I used to think this about myself:
I am an eternal optimist.
I liked the idea. I'd practically chirp it at people. Eternal optimist.
An eternal optimist, because God is big, and God is my God, and because promises of justice, and rapture, and right-setting, because God said so.
An eternal optimist, because I used to believe matters of healing, hope, "calling" were dependent on how hard I was willing to work for them; that God values a hard worker, a determined person, someone willing to do the quote-unquote heavy lifting. And I am, if nothing else, a hard worker, so, clearly, I was set to Do Great Things; to Be Something Great. Clearly.
An eternal optimist, because I am a control freak prone to tunnel vision, and I believe in the power of people setting their minds to things and getting things done, which sometimes looks like "control-freak-tunnel-vision" and, other times, looks like "self-flagellation-tunnel-vision."
I wasn't an optimist. I was severely busted and in deep denial of what I'd suffered, but by gawd, I was smiling. Because I was Young, and the world was vast, and I had plenty of time, and I thought I was fine. I had so much room in which to spread out, in which to believe that the world would only get better as I got older. It's the theme song of The Rough Start: things will get better. It's the hope of those who haven't suffered a Rough Start, too; it's the universal hope, the spark in the bloodstream. The way forward. Things will get better. And we dream of it, an savor for it; drowsily in our beds, driving to our jobs, fervently taking notes in class, singing songs to God against a pretty ceiling. It will get better; the future is taking shape; we're on our way there!
For me: this hope took shape in the belief that my life would act as a barometer for my worth, and the work of my life would indicate whether I deserved the hope toward which I reached. It was my work to do, all of it. Out of the meaningless void, I was to stand back from the big picture and examine it with a critical eye; I was to envision exactly where to place each brick along each row of myself. The hope in this was the same shape as the work, and God will choose to help you if you really need it but God won't force you because God is a gentleman (please don't use rape analogies to talk about God. God.). In this arrangement, God stands back and observes, except for when he shakes his head disapprovingly while you clean up your messes. And eventually, in theory, you end up solid. Impenetrable. Invulnerable. You and God, standing in proximity; each uninvested in the work of the other. You nod, cordially.
But what about when you realize it was all bullshit?
But what about when you realize that it - whatever It is - will never be?
What happens when you realize the shape of your "faith" was kind of like a big middle finger to yourself? and you learned that that was the shape of God?
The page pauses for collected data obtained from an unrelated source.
PR #330, opened 2022-01-06
Working lookup for observium

AntonZelenin:


AntonZelenin:
Open questions:
1. Is `value` a good key for the function transformation?

agent/src/agent/modules/functions/transform.py
```diff
@@ -0,0 +1,39 @@
...
+    else:
+        raise Exception(f'Transformation function `{name}` is not supported')
+
+
+# todo this validation works during a pipeline run, not on creation
+def validate(func: Callable, args: list):
+    name = func.__name__
+    if name not in NUM_FUNCTION_ARGS:
+        raise Exception(f'Function `{name}` is not supported')
+    if NUM_FUNCTION_ARGS[name] != len(args):
```
dariakharlan, line 38: I think you can use inspect.signature module from a python standard library to get the number of arguments in a function [https://stackoverflow.com/questions/847936/how-can-i-find-the-number-of-arguments-of-a-python-function](url)

agent/src/agent/modules/functions/transform.py
```diff
@@ -0,0 +1,39 @@
...
+
+
+def regex_substring(string: str, pattern: str, repl: str) -> str:
+    res = re.sub(pattern, repl, string)
+    if res == 'no_match':
+        raise Exception(f'Pattern `{pattern}` didn\'t match anything for the string `{string}`, repl `{repl}`')
+    return res
+
+
+def get_by_name(name: str) -> Callable:
```
dariakharlan, line 24: you can use `getattr` to get the function from a module by it's name instead of if/else, all names match anyway. It will throw AttributeError if no such function. The same is for lookup also [https://stackoverflow.com/questions/3061/calling-a-function-of-a-module-by-using-its-name-a-string](url)

agent/src/agent/modules/functions/transform.py
```diff
@@ -0,0 +1,39 @@
...
+    if name == TO_UPPER:
+        return to_upper
+    elif name == RE_SUB:
+        return regex_substring
+    else:
+        raise Exception(f'Transformation function `{name}` is not supported')
+
+
+# todo this validation works during a pipeline run, not on creation
+def validate(func: Callable, args: list):
```
dariakharlan, line 34: this method can be used not only for transform functions, you can move it to functions module I think

agent/src/agent/data_extractor/observium/observium.py
```diff
@@ -0,0 +1,103 @@
...
+                    source_.config[source.ObserviumSource.USERNAME],
+                    source_.config[source.ObserviumSource.PASSWORD],
+                ),
+                params=params,
+                verify=source_.verify_ssl,
+                timeout=source_.query_timeout,
+            )
+            res.raise_for_status()
+            return res.json()[response_key]
+        except requests.HTTPError as e:
```
dariakharlan, line 59: we need to send source error metric to our monitoring in case of error response from observium

agent/src/agent/modules/lookup.py
```diff
@@ -0,0 +1,82 @@
...
+    res == 'Interface_name' // output: True
+    """
+    global _cache
+    if lookup_name not in _cache:
+        _cache[lookup_name] = _sources[lookup_name].get_data()
+    res = None
+    for obj in _cache[lookup_name]:
+        if compare_function(obj[key_field], lookup_value):
+            if res is not None:
+                raise Exception(
```
dariakharlan, line 57: How is it possible? Do we really need to fail all execution in this case?

dariakharlan (changes requested):

agent/src/agent/pipeline/config/stages/base.py
```diff
@@ -31,10 +30,10 @@ def _get_script(self) -> str:
             return f.read()
 
 
-class JythonScript(Stage, ABC):
+class _JythonScript(Stage, ABC):
```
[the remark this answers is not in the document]
AntonZelenin: This class is kinda internal, JythonSource and JythonProcessor inherit from it and only they should be used as there are only 2 types of Jython scripts

agent/src/agent/pipeline/pipeline.py
```diff
@@ -174,6 +174,17 @@ def dimension_names(self) -> list:
     def dimension_paths_with_names(self) -> dict:
         return dict(zip(self.dimension_paths, self.dimension_names))
 
+    @property
+    def dimension_configurations(self) -> Optional[dict]:
+        if not isinstance(self.dimensions, list):
+            raise Exception((
```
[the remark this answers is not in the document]
AntonZelenin: We can, I just didn't implement it because now it's not needed. It was quite a while ago when I last worked with optional dimensions

agent/src/agent/pipeline/config/jython_scripts/replace_illegal_chars.py
```diff
@@ -0,0 +1,50 @@
...
+            replace_all(record, 'properties')
+        if 'dimensions' in record.value:
+            replace_all(record, 'dimensions')
+        if 'measurements' in record.value:
+            replace_keys(record, 'measurements')
+        if 'tags' in record.value:
+            replace_keys(record, 'tags')
+            for k, vals in record.value['tags'].items():
+                record.value['tags'][k] = [replace_illegal_chars(v) for v in vals]
+        if 'what' in record.value:
```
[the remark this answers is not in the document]
AntonZelenin: if it's protocol 3 then it's not

agent/src/agent/modules/functions/transform.py
AntonZelenin: The thing is, a user doesn't need to provide all the arguments. For example, regex_substrig takes 3 args, but the user needs to provide only 2 because the transformed value itself is the third argument. That's why I made it as a separate configuration

agent/src/agent/modules/lookup.py
AntonZelenin: As an example it can be `startswith('port_')` and there could be two strings like `port_important` and `port_very_important`. I think in this case we cannot pick a random value from these two and there must always be only one value that matches provided criteria

agent/src/agent/pipeline/manager.py
```diff
@@ -312,3 +312,15 @@ def get_next_bucket_start(bs: str, offset: float) -> datetime:
     elif bs == pipeline.FlushBucketSize.DAY_1:
         return dt.replace(hour=0, minute=0, second=0, microsecond=0) + timedelta(days=1)
     raise Exception('Invalid bucket size provided')
+
+
+def build_dimension_configurations(dimensions: list, dimension_configurations: dict) -> dict:
```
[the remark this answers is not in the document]
AntonZelenin: indeed :)

agent/src/agent/pipeline/config/jython_scripts/replace_illegal_chars.py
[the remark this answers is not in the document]
AntonZelenin: right

agent/src/agent/pipeline/config/stages/base.py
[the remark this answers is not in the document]
dariakharlan: It's an abstract class anyway, no one will be able to use it and if you will want to inherit from it outside this module it will be weird with the underscore

agent/src/agent/modules/functions/transform.py
dariakharlan: Maybe when you call validate method you can pass all arguments? or maybe it's just always n_args-1

agent/src/agent/pipeline/pipeline.py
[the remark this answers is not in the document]
dariakharlan: ok, let's skip for now

agent/src/agent/pipeline/config/stages/base.py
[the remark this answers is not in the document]
AntonZelenin: yes, this is the plan) I don't want anyone to inherit from it outside this module

agent/src/agent/modules/lookup.py
dariakharlan: ok, but one more thing actually. Looping through every value is not efficient, maybe we also can store the result in a dict?

agent/src/agent/modules/functions/transform.py
AntonZelenin: yes, also thought about it, will use minus one

dariakharlan (approved):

What happens when you get older, and things don't get better? when shit happens, or doesn't happen, and you realize that true, deep reconciliation of anything is rare, and resolution of anything is a freaking unicorn?
What happens when you acquire experiences, wounds, truths that are complete in their own big picture, but which are, in their fullness, unwelcome wherever you go? truths that clamor to be known, that live and breathe to be known in the spirit, by the spirit in us, but where can you bring them?
What happens God is bigger than anything! slams face-first into injustice that is imbued with pure evil? when the justice for which you've bled will escape your own personal experience? when you come to understand just how finite and breakable you are, and that God made you that way? when you realize that your tradition lied to you and that, actually, some wounds will never heal? when you realize that Youth allowed you enough space to hope that you'd see, on earth, maybe a single spark of the redemption in which you've believed, but now, you realize you won't? when you're faced with the demoralizing reality that some things will never be set right?
Hope changes shape. It rolls around in my head: hope changes shape. So I guess hope changes shape, or something.
When we're young, we look toward the hope of our older years as paved with personal meaning, brick by brick; when we're older, we realize what our coming years might mean, in uncivilized wilderness. I'm not saying that my own personal ship has sailed, so don't read it that way. I'm not an older person, but I'm older than I've ever been. And I don't know if things ever really Get Better. I grieve the death of hopes in the face of Hope taking shape. Hope, which propels us to look forward, still does so.. but toward what?
Whatever. I have pneumonia and a bad attitude right now and I have no witty ending so basically don't listen to me ever. (crawls under bed.) (wishes there were pizza-shaped hope under here.)